In recent years, you could argue that I’ve come down with the dreaded “injury nug” (a term used to describe getting a string of notable injuries). It all started with a stress fracture on my tibia which I sustained while preparing for my first full marathon in 2018. While my hopes of running that race were dashed as a result of the injury, I still wanted to find a way to maintain and potentially even build my fitness. Along with such suggestions as swimming, elliptical, and other low impact exercises, my doctor suggested cycling.
While I begrudgingly avoided running in the hopes my injury would heal faster, I set out to my local gym to make use of their stationary bike. I brought my phone and Bluetooth headphones to watch YouTube videos and hopefully entertain myself from the monotony of riding a bike to nowhere. At first, it was a tedious and boring affair. Far different from my typical running outside in fresh air and being entranced by the passing landscape. But as I cycled more and more and got into the rhythm of this being a new normal and finding a good series of videos that excited me into working out harder, I found myself looking forward to my stationary bike sessions.
After I finally got better from my stress fracture and got back into running regularly, I kept cycling training in the rotation. Desperately seeking to avoid another stress fracture but still find a way to gain fitness quickly.
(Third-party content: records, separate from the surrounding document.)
PR #54, opened 2026-05-07
feat(release): tag-triggered gitops bump for managed MCP (DT-131)

stwilt:
## Summary

- On openfilter-mcp release tag, open a mechanical bump PR in PlainsightAI/gitops setting the slim image tag of the managed MCP ArgoCD app (DT-130) to the freshly published release. Closes the loop from `pyproject.toml` version bump → published image → ArgoCD-synced rollout, end-to-end with no manual steps.
- Mirrors the openfilter cascade-on-tag pattern (DT-145): PR mechanics delegated to PlainsightAI/gh-actions-public/open-mechanical-pr.
- Switches auto-tag to push via GH_BOT_USER_PAT instead of GITHUB_TOKEN so the auto-created tag actually fires downstream workflows.

## Changes

- `.github/workflows/release-tag-bump-gitops.yaml` (new):
  - Triggers on `push: tags: 'v[0-9]+.[0-9]+.[0-9]+'` and `workflow_dispatch` with `dry_run` / `override_tag` / `auto_merge_override` knobs for smoke tests.
  - Resolves `<version>-slim` from the tag, polls Docker Hub for that image (45-min budget), then edits `applications/openfilter-mcp/overrides/base.yaml` in a fresh `gitops` clone via yq and opens a bot PR. The image-existence poll is the guard against ArgoCD ImagePullBackOff between merge and Cloud Build completing.
  - Skips cleanly with a `::warning::` if the bump path does not exist yet (DT-130 has to land on `gitops` main first); the next release tag after DT-130 merges picks up where this left off.
- `.github/workflows/auto-tag.yml`: tag push now uses `GH_BOT_USER_PAT` with `http.extraheader=` to clear any actions/checkout-set Authorization header. Required so the auto-pushed tag fires `on: push: tags` downstream — Actions suppresses workflow runs for `GITHUB_TOKEN`-authored events (recursion guard), which would have made the new bump workflow silently never fire on automated releases.

## Defaults flagged for follow-up

- `auto_merge` defaults to `false` because `PlainsightAI/gitops` has `allow_auto_merge: false` org-side today; the composite action would `WARN` on every run otherwise. Flip to `true` (or use the `auto_merge_override` dispatch input) once gitops enables the flag.
- Slack notify deferred — `SLACK_WEBHOOK_URL` is not granted to this repo. Failures surface via the Actions UI; wire Slack later by requesting the org-level secret.

## Test plan

- [x] `actionlint` clean on both workflow files.
- [x] `yq` edit smoke-tested against the real `applications/openfilter-mcp/overrides/base.yaml` from DT-130's PR branch — `tag: latest-slim` → `tag: 1.2.3-slim`, no other keys touched.
- [x] Idempotency check: workflow short-circuits the yq write when `image.tag` already equals the new value; `open-mechanical-pr`'s precheck no-ops on a clean tree.
- [ ] First real exercise blocked on DT-130 landing in gitops main. Pre-real-tag, run `workflow_dispatch` with `override_tag=v0.2.2 dry_run=true` to verify the resolve → poll → diff path end-to-end.
- [ ] Auto-tag PAT-push verified on the next `pyproject.toml` version bump landing on main (e.g. cut a chore PR with a patch bump and watch the tag event fire `release-tag-bump-gitops`).

[DT-131](https://plainsight-ai.atlassian.net/browse/DT-131)

[DT-131]: https://plainsight-ai.atlassian.net/browse/DT-131?atlOrigin=eyJpIjoiNWRkNTljNzYxNjVmNDY3MDlhMDU5Y2ZhYzA5YTRkZjUiLCJwIjoiZ2l0aHViLWNvbS1KU1cifQ

### DIFF
--- a/.github/workflows/release-tag-bump-gitops.yaml
+++ b/.github/workflows/release-tag-bump-gitops.yaml
@@ -31,10 +31,15 @@ on:
         type: boolean
         default: false
 
-# One bump in flight per ref. Newer tag wins; superseded shards die fast
-# rather than racing to push competing branches into gitops.
+# Serialize the whole pipeline (key is ref-independent on purpose). With
+# `${{ github.ref }}` in the key, two tags fired close together would land
+# in distinct groups and race — if v1.2.3's slim image takes longer to
+# publish than v1.2.4's, the older job can finish second and
+# `open-mechanical-pr`'s supersede step would close v1.2.4's bump PR as
+# stale. Ref-less group + cancel-in-progress gives the actual "newer tag
+# wins" guarantee: a newer tag arriving mid-poll cancels the older one.
 concurrency:
-  group: release-tag-bump-gitops-${{ github.ref }}
+  group: release-tag-bump-gitops
   cancel-in-progress: true
 
 env:
@@ -112,9 +117,9 @@ jobs:
         run: |
           set -euo pipefail
           # Token in the URL only — avoid mutating ~/.gitconfig with a
-          # persistent credential helper. The override defeats any prior
-          # extraheader that might have been left by an actions/checkout
-          # earlier in the job.
+          # persistent credential helper. The empty extraheader override is
+          # defense-in-depth: it forces this clone to use only the URL-
+          # embedded token, ignoring any global http.extraheader.
           git -c "http.https://github.com/.extraheader=" \
               clone --depth 1 \
               "https://x-access-token:${GH_TOKEN}@github.com/${GITOPS_REPO}.git" \
@@ -145,6 +150,14 @@ jobs:
           set -euo pipefail
           # yq is preinstalled on ubuntu-latest runners (mikefarah/yq v4).
           OLD_TAG=$(yq '.image.tag' "gitops/${GITOPS_BUMP_PATH}")
+          # yq prints the literal "null" for a missing key, which would slip
+          # past the `=` compare below and let the writer silently *create*
+          # `.image.tag` if DT-130 ever moves it (e.g. nested under a slim
+          # override). Fail loudly instead of opening a structurally-wrong PR.
+          if [ -z "$OLD_TAG" ] || [ "$OLD_TAG" = "null" ]; then
+            echo "::error::image.tag missing from gitops/${GITOPS_BUMP_PATH} — refusing to bump (schema regression?)."
+            exit 1
+          fi
           if [ "$OLD_TAG" = "$NEW_TAG" ]; then
             echo "image.tag already at ${NEW_TAG} — no diff. open-mechanical-pr will no-op."
           else
--- a/.github/workflows/release-tag-bump-gitops.yaml
+++ b/.github/workflows/release-tag-bump-gitops.yaml
@@ -1,0 +1,186 @@
+# release-tag-bump-gitops.yaml — On openfilter-mcp release tag, open a
+# mechanical bump PR in PlainsightAI/gitops setting the slim image tag of
+# the managed MCP ArgoCD app to the freshly published release. PR-opening
+# mechanics delegated to PlainsightAI/gh-actions-public/open-mechanical-pr.
+#
+# DT-131: https://plainsight-ai.atlassian.net/browse/DT-131
+# Mirrors the openfilter cascade-on-tag pattern (DT-145).
+
+name: Release tag → gitops bump
+
+# Tag glob is shell-style (not regex) — restricts to release semver so
+# pre-release / dev tags (v1.2.3-rc1, v1.2.3-dev) do not bump gitops. The
+# auto-tag workflow already enforces the same shape upstream; this is a
+# defense-in-depth gate against manual tag pushes outside that flow.
+on:
+  push:
+    tags:
+      - 'v[0-9]+.[0-9]+.[0-9]+'
+  workflow_dispatch:
+    inputs:
+      dry_run:
+        description: 'Plan only — verify image and diff but do not open a PR'
+        type: boolean
+        default: false
+      override_tag:
+        description: 'Override the resolved release tag (manual smoke testing, e.g. v1.2.3)'
+        type: string
+        default: ''
+      auto_merge_override:
+        description: 'Force auto-merge enablement on the bump PR (default off — gitops auto-merge is org-disabled)'
+        type: boolean
+        default: false
+
+# One bump in flight per ref. Newer tag wins; superseded shards die fast
+# rather than racing to push competing branches into gitops.
+concurrency:
+  group: release-tag-bump-gitops-${{ github.ref }}
+  cancel-in-progress: true
+
+env:
+  GITOPS_REPO: PlainsightAI/gitops
+  GITOPS_BUMP_PATH: applications/openfilter-mcp/overrides/base.yaml
+  IMAGE_REPO: plainsightai/openfilter-mcp
+
+jobs:
+  bump:
+    runs-on: ubuntu-latest
+    timeout-minutes: 60
+    permissions:
+      contents: read
+    env:
+      DRY_RUN: ${{ github.event_name == 'workflow_dispatch' && inputs.dry_run || 'false' }}
+      # gitops has allow_auto_merge: false at the repo level today; the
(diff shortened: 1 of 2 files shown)


.github/workflows/release-tag-bump-gitops.yaml
```diff
@@ -0,0 +1,186 @@
...
+        default: ''
+      auto_merge_override:
+        description: 'Force auto-merge enablement on the bump PR (default off — gitops auto-merge is org-disabled)'
+        type: boolean
+        default: false
+
+# One bump in flight per ref. Newer tag wins; superseded shards die fast
+# rather than racing to push competing branches into gitops.
+concurrency:
+  group: release-tag-bump-gitops-${{ github.ref }}
```
lucasmundim: The concurrency `group` key includes `${{ github.ref }}`, which for `push: tags` events is `refs/tags/v1.2.3` (unique per tag). Two tags fired close together land in different concurrency groups and run in parallel, so the comment above ("Newer tag wins; superseded shards die fast") does not actually hold.

Worse, `open-mechanical-pr`'s supersede step closes any open PR whose head matches `branch_prefix`. If v1.2.3's slim image takes longer to publish than v1.2.4's (or v1.2.4 fires while v1.2.3 is still polling), the older job can finish second and **close v1.2.4's bump PR as "stale"** while opening one for the older version. That's the opposite of "newer tag wins."

Drop `${{ github.ref }}` from the group key so the whole pipeline serializes:

```yaml
concurrency:
  group: release-tag-bump-gitops
  cancel-in-progress: true
```

Then `cancel-in-progress: true` actually does what the comment says — a newer tag arriving mid-poll cancels the older one before it can race ahead.

.github/workflows/release-tag-bump-gitops.yaml
```diff
@@ -0,0 +1,186 @@
...
+
+      - name: Bump image tag in gitops base override
+        id: bump
+        if: steps.precheck.outputs.skip != 'true'
+        env:
+          NEW_TAG: ${{ steps.version.outputs.slim_tag }}
+        run: |
+          set -euo pipefail
+          # yq is preinstalled on ubuntu-latest runners (mikefarah/yq v4).
+          OLD_TAG=$(yq '.image.tag' "gitops/${GITOPS_BUMP_PATH}")
```
lucasmundim, line 152: `yq '.image.tag'` prints the literal string `null` when the key is missing (not an empty string). On line 148 that fails the `=` compare, so on line 151 we run `yq -i ".image.tag = ..."` which **silently creates the key**. If DT-130 ever lands a schema where `image.tag` lives elsewhere (e.g. nested under a slim-specific override) or is named differently, this workflow will open a gitops PR that adds a wrong key — and the bot's commit message and PR body will still claim a routine bump.

Suggest a defensive guard right after the read:

```bash
OLD_TAG=$(yq '.image.tag' "gitops/${GITOPS_BUMP_PATH}")
if [ -z "$OLD_TAG" ] || [ "$OLD_TAG" = "null" ]; then
  echo "::error::image.tag missing from gitops/${GITOPS_BUMP_PATH} — refusing to bump (schema regression?)."
  exit 1
fi
```

This makes a real schema regression a loud failure instead of a silent wrong PR.

.github/workflows/release-tag-bump-gitops.yaml
```diff
@@ -0,0 +1,186 @@
...
+          done
+
+      - name: Clone gitops
+        env:
+          GH_TOKEN: ${{ secrets.GH_BOT_USER_PAT }}
+        run: |
+          set -euo pipefail
+          # Token in the URL only — avoid mutating ~/.gitconfig with a
+          # persistent credential helper. The override defeats any prior
+          # extraheader that might have been left by an actions/checkout
```
lucasmundim: Nit: this workflow has no `actions/checkout` step (only the gitops `git clone` two lines below), so the "any prior extraheader that might have been left by an actions/checkout earlier in the job" comment describes a hazard that doesn't exist here. The defense-in-depth `http.extraheader=` is fine to keep, but the comment is more accurate as: *"override any global `http.extraheader` so this clone uses only the URL-embedded token."* (The same comment in `auto-tag.yml`'s push step *is* accurate — that workflow does use `actions/checkout`.)

lucasmundim (commented):
Re-review on the DT-131 release automation. Two substantive issues to flag, plus one nit on documentation accuracy.

1. **Concurrency group key is per-tag and does not deliver the "newer tag wins" guarantee** — the comment promises supersede behavior the key does not provide.
2. **`yq` returns the literal string `null` for a missing key** — the bump step would silently *create* `.image.tag` if DT-130 ever changes the schema, opening a structurally-wrong gitops PR.
3. Nit: the `Clone gitops` step's comment about `actions/checkout` headers describes a step this workflow does not actually use.

Auto-tag PAT-push change and the 45-min Docker Hub poll look right.

.github/workflows/release-tag-bump-gitops.yaml
stwilt: Good catch — fixed in [`.github/workflows/release-tag-bump-gitops.yaml` L34-L43](https://github.com/PlainsightAI/openfilter-mcp/blob/0f6a681653003228115c0cd5a0964d46465a7350/.github/workflows/release-tag-bump-gitops.yaml#L34-L43). Dropped `${{ github.ref }}` from the group key so the whole pipeline serializes, and `cancel-in-progress: true` now actually delivers "newer tag wins." Rewrote the comment above the block to spell out the supersede-race scenario rather than the (incorrect) per-ref claim.

.github/workflows/release-tag-bump-gitops.yaml
stwilt: Fixed in [`.github/workflows/release-tag-bump-gitops.yaml` L152-L160](https://github.com/PlainsightAI/openfilter-mcp/blob/0f6a681653003228115c0cd5a0964d46465a7350/.github/workflows/release-tag-bump-gitops.yaml#L152-L160) — added a `-z` / `"null"` guard right after the read that hard-fails the run with `::error::image.tag missing from … — refusing to bump (schema regression?)` before we'd ever invoke `yq -i …=`. Inline comment points at the DT-130 schema-drift hazard so the *why* is local to the check.

.github/workflows/release-tag-bump-gitops.yaml
stwilt: Fixed in [`.github/workflows/release-tag-bump-gitops.yaml` L119-L122](https://github.com/PlainsightAI/openfilter-mcp/blob/0f6a681653003228115c0cd5a0964d46465a7350/.github/workflows/release-tag-bump-gitops.yaml#L119-L122) — rewrote to: "The empty extraheader override is defense-in-depth: it forces this clone to use only the URL-embedded token, ignoring any global `http.extraheader`." Left the `git -c` itself alone.

.github/workflows/release-tag-bump-gitops.yaml
```diff
@@ -0,0 +1,199 @@
+# release-tag-bump-gitops.yaml — On openfilter-mcp release tag, open a
```
lucasmundim, line 1: Nit: every other workflow in `.github/workflows/` uses `.yml` (including the sibling `auto-tag.yml` touched in this PR). Renaming to `release-tag-bump-gitops.yml` keeps the convention consistent. Non-blocking.

lucasmundim (approved):
LGTM. Round-1 issues (concurrency group race, `yq` null guard, stale clone-step comment) are all addressed cleanly. One filename nit inline.

.github/workflows/release-tag-bump-gitops.yaml
stwilt: Acknowledged as non-blocking per your own note. Landing the PR as-is — the substantive round-1 issues (concurrency, `yq` null, stale checkout comment) are all addressed and the `.yaml` extension is functionally identical for GH Actions. If the consistency really starts to grate I can do a rename-only follow-up touching this file + the `auto-tag.yml` back-reference, but I do not want to churn DT-131 on a stylistic preference. Resolving.

PR #55, opened 2026-05-15
chore(release): bump to 0.2.2

stwilt:
## Summary

- Cuts a release tag covering everything merged since v0.2.1 (2026-04-29). The auto-tag workflow fires on `pyproject.toml` changes against `main` and the cloudbuild release pipeline only republishes `plainsightai/openfilter-mcp:latest-slim` for `^v…`-shaped tags — so in-flight changes have been accumulating on `main` without ever reaching the mutable `latest-slim` tag prod consumes.
- Most pressing rider: DT-133 (OAuth-only mode) merged 2026-05-01 but has not shipped to `latest-slim`. The deployed image is from 2026-03-10 and exits at startup under `REQUIRE_AUTH=true` with no OAuth path, leaving prod openfilter-mcp pods in CrashLoopBackOff for 2d+. Companion gitops chart change threads `OAUTH_AS_URL` / `OAUTH_RESOURCE_URL` through the chart and is dormant until this release republishes the image.

## Included since v0.2.1

- 276e1a1 feat(release): tag-triggered gitops bump for managed MCP (DT-131)
- 21dfa71 fix(build): move release-tag version lookup to cloud build step 0
- fa62c3e feat(auth): MCP OAuth 2.1 client for plainsight-api AS (DT-133)
- e378fbf fix(build): bump index-builder Cloud Run image to CUDA 13.2.1
- 09f24ac fix(build): bump Cloud Run index-builder to Python 3.12
- acf847e feat(scopes): drive request_scoped_token from live /rbac/scopes (DT-134)
- 4f984c0 fix(ci): heredoc at column 0 broke YAML block scalar in auto-tag

## Test plan

- [ ] Auto-tag workflow fires on merge (pyproject.toml change → tag v0.2.2).
- [ ] Cloudbuild release pipeline publishes both `plainsightai/openfilter-mcp:0.2.2-slim` and `plainsightai/openfilter-mcp:latest-slim` (script-internal version-comparison gate passes since 0.2.2 > current latest 0.2.1 on Docker Hub).
- [ ] DT-131's `release-tag-bump-gitops.yaml` workflow fires the gitops `mcp-release-automation` flow (mechanical bump PR against gitops, if wired).
- [ ] After Argo sync (combined with the gitops chart fix on `fix/dt-130-thread-oauth-env-vars`), `mcp.<env>.plainsight.tech/.well-known/oauth-protected-resource` returns the RFC 9728 metadata document.
- [ ] Prod openfilter-mcp pods reach Ready instead of CrashLoopBackOff.


lucasmundim (approved):

lucasmundim (approved):
Re-reviewed the two new commits since the prior approval (d5dd0d8 tree-sitter 1.x port, a249aff timeout bumps). Verified the language-pack 1.x API claims against the installed versions and exercised the ported chunker on Python/TypeScript/Go/async/decorated/nested/invalid/empty/multibyte inputs — output and byte offsets are correct. Cloudbuild + Cloud Run Job timeouts are coherent.

lucasmundim (approved):
Re-reviewed `0c2009f` (attach L4 GPU) and `445a792` (cuda-compat bridge + nvidia-smi diagnostic) on top of the prior approval.

**`0c2009f`** — `update` → `deploy` is required (`update` doesn't expose `--gpu`). L4 = sm_89, which is in the `CMAKE_ARGS` arch list from `7a39fab` — compiled kernels will load. `--cpu=8 --memory=32Gi` clears the GPU minimum with headroom; `--no-gpu-zonal-redundancy` matches the documented quota; `--max-retries=0` is the right call given GPU billing. `--task-timeout=3600` is the *right* value regardless of whether it's a hard ceiling — successful GPU indexing fits well inside 1h, and a silent CPU fallback should fail fast rather than burn quota. Outer cloudbuild `timeout: 14400s` still covers the docker phase that runs after the job.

In late 2019, it was time to make another attempt at training for a marathon that would take place in early 2020. But alas, I was visited by the dreaded injury bug and sustained a very bad ankle sprain which would end up haunting me for most of the time leading up to the marathon. This was a very poor start to my training. Even short runs of 4 or 5 miles resulted in post-workout ankle pain. Long runs were pretty much out of the question. If I were to continue running on a bad ankle, I knew it would never heal and potentially cause long term issues.
My whole training plan revolved around distance runs to prepare my body, legs, and mind for the long distance of a marathon. I knew the best way to prepare yourself for the 26.2 miles is to gradually increase the distance you run to condition your body to handle the target distance. Without that fundamental workout in my toolbox, I needed to find an alternative to get the much-needed miles in my legs. As a result, I turned to cycling.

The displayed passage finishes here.